I work on the code from JCuda documentation. Currently, it's just adding vectors on GPU.
What should I do to reuse function add
on CPU (host)?
I know that, I have to change __global__
to __host__ __device__
but I have no idea how can I call it in my main function. I suspect that I have to use another nvcc option.
My goal is to run this same function on GPU and CPU and check execution time (I know how to check it).
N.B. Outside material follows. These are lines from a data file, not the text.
PR #396, opened 2016-05-13
auto identify high cardinality column in first load

QiangCai:
1  identify high cardinality column in first load
   if a column satisfy following formulas, this column is high cardinality column.
   column cardinality /  row count  >  70% (configurable)
   column cardinality / 1 million(configurable) > 70% (configurable)

2  don't generate dictionary for high cardinality column 

3  update column metadata  to no_dictionary


kumarvishal09:
In incremental load column which is having less data can increase by substantial incremental data load  then this prediction will go wrong better let user define  no dictionary while creating the table, i think no need to change current design

sraghunandan:
I agree @kumarvishal. @jackyli,@gvramana,@vimal-Das pls comment

jarray888:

.cu file (compiled with nvcc -ptx file.cu -o file.ptx
extern "C"
__global__ void add(int n, float *a, float *b, float *sum)
{
int i = blockIdx.x * blockDim.x + threadIdx.x;
if (i<n)
{
sum[i] = a[i] + b[i];
}
}
fragment of main function
public static void main(String[] args) {
cuInit(0);
CUdevice device = new CUdevice();
cuDeviceGet(device, 0);
CUcontext context = new CUcontext();
cuCtxCreate(context, 0, device);
CUmodule module = new CUmodule();
cuModuleLoad(module, "kernels/JCudaVectorAdd.ptx");
CUfunction function = new CUfunction();
cuModuleGetFunction(function, module, "add");
...
Pointer kernelParameters = Pointer.to(
Pointer.to(new int[]{numElements}),
Pointer.to(deviceInputA),
Pointer.to(deviceInputB),
Pointer.to(deviceOutput)
);
You can't and probably will never be able do this in JCUDA, because of the API interface it uses to interact with CUDA.
While CUDA can now "launch" a host function into a stream, that API isn't exposed by JCUDA at present, and it wouldn't work the way that device code does now (this restriction would apply to PyCUDA and other driver API based frameworks as well).
You would likely need use JNI or some other way to retrieve the host function from a library and call it that way.